#!/usr/bin/env
# Guide:
# This script supports distributed training on multi-gpu workers (as well as single-worker training).
# Please set the options below according to the comments.
# For multi-gpu workers training, these options should be manually set for each worker.
# After setting the options, please run the script on each worker.
# Command: bash run_scripts/muge_finetune_vit-b-16_rbt-base.sh ${DATAPATH}
# Number of GPUs per GPU worker
GPUS_PER_NODE=1
# Number of GPU workers, for single-worker training, please set to 1
WORKER_CNT=1
# The ip address of the rank-0 worker, for single-worker training, please set to localhost
export MASTER_ADDR=localhost
# The port for communication
export MASTER_PORT=8514
# The rank of this worker, should be in {0, ..., WORKER_CNT-1}, for single-worker training, please set to 0
export RANK=0
export PYTHONPATH=${PYTHONPATH}:`pwd`/cn_clip/
DATAPATH=${1}
# data options
train_data=${DATAPATH}/datasets/**/lmdb/train
val_data=${DATAPATH}/datasets/**/lmdb/valid # if val_data is not specified, the validation will be automatically disabled
# restore options
resume=${DATAPATH}/pretrained_weights/clip_cn_vit-b-16.pt # or specify your customed ckpt path to resume
reset_data_offset="--reset-data-offset"
reset_optimizer="--reset-optimizer"
# reset_optimizer=""
# output options
output_base_dir=${DATAPATH}/experiments/
name=muge_finetune_vit-b-16_roberta-base_bs128_1gpu_22
save_step_frequency=999999 # disable it
save_epoch_frequency=100
log_interval=1
report_training_batch_acc="--report-training-batch-acc"
# report_training_batch_acc=""
# training hyper-params
context_length=52
warmup=100
batch_size=150
valid_batch_size=150
accum_freq=1
lr=15e-5
wd=0.001
max_epochs=800 # or you can alternatively specify --max-steps
valid_step_interval=999999
valid_epoch_interval=999999
vision_model=ViT-B-16
text_model=RoBERTa-wwm-ext-base-chinese
use_augment="--use-augment"
# use_augment=""
python3 -m torch.distributed.launch --use_env --nproc_per_node=${GPUS_PER_NODE} --nnodes=${WORKER_CNT} --node_rank=${RANK} \
--master_addr=${MASTER_ADDR} --master_port=${MASTER_PORT} cn_clip/training/main.py \
--train-data=${train_data} \
--val-data=${val_data} \
--resume=${resume} \
${reset_data_offset} \
${reset_optimizer} \
--logs=${output_base_dir} \
--name=${name} \
--save-step-frequency=${save_step_frequency} \
--save-epoch-frequency=${save_epoch_frequency} \
--log-interval=${log_interval} \
${report_training_batch_acc} \
--context-length=${context_length} \
--warmup=${warmup} \
--batch-size=${batch_size} \
--valid-batch-size=${valid_batch_size} \
--valid-step-interval=${valid_step_interval} \
--valid-epoch-interval=${valid_epoch_interval} \
--accum-freq=${accum_freq} \
--lr=${lr} \
--wd=${wd} \
--max-epochs=${max_epochs} \
--vision-model=${vision_model} \
${use_augment} \
--text-model=${text_model} \
--grad-checkpointing
此领域小白,目前在跟着教程进行 finetune 时对结果上有一些疑问。
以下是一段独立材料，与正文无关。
PR #422, opened 2020-11-11
Change password payload

### LINKED ISSUE #418: Update payload for change password form
**Purpose**

Currently the change password form is only sending the 'password' field as a payload. It should send the entire form to the backend for processing so that the backend can do its own validation on the form. This will enable us to fix a bug that currently allows a user to change their password without inputting the correct current password.

**Acceptance Criteria**

- [ ] The payload request should include all fields

Jam52:
Payload changed to:
current_password
new_password
confirm_password

fixes #418

### DIFF
--- a/src/views/Settings/changePassword.js
+++ b/src/views/Settings/changePassword.js
@@ -24,7 +24,9 @@ const ChangePassword = () => {
     // TODO store and send only hashed password
     axios
       .patch(`/api/user/${context.user.identity}`, {
-        password: data.new
+        current_password: data.current,
+        new_password: data.new,
+        confirm_password: data.confirm
       }, {
         headers: { Authorization: `Bearer ${context.user.accessJwt}` },
       })


src/views/Settings/changePassword.js
```diff
@@ -23,17 +21,21 @@ const ChangePassword = () => {
...
-      .patch(`/api/user/${context.user.identity}`, {
-        password: data.new
-      }, {
-        headers: { Authorization: `Bearer ${context.user.accessJwt}` },
-      })
+      .patch(
+        `/api/user/${context.user.identity}`,
+        {
+          password: data.new_password,
+        },
```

希望大佬可以指导一下。
背景:
40-50 个左右的玩具角色分类
打算的实现方式:
通过50个左右的文本标签和图片归一化求max,成功识别出时哪一款玩具
训练的数据集:
每个标签30-50张 * 48 ≈ 1700(图片背景基本一样)
配置和参数:
单卡 显存 32G
训练日志: 看起来 模型收敛在这个范围
由于我没有开validation 所以没有 valid 的loss情况
现状
最后我手动测试了几个训练集的数据,基本上文本和图片的归一化的最大值在 99 以上,但是测试其他的照片有些可以识别有些无法识别有些甚至识别错误( 不正确的文本和图片的归一化的最大值达到了 99)泛化能力比较差
如何优化?
这是我遇到的一些问题,希望大佬们可以帮忙给出一些指导性的建议,十分感谢。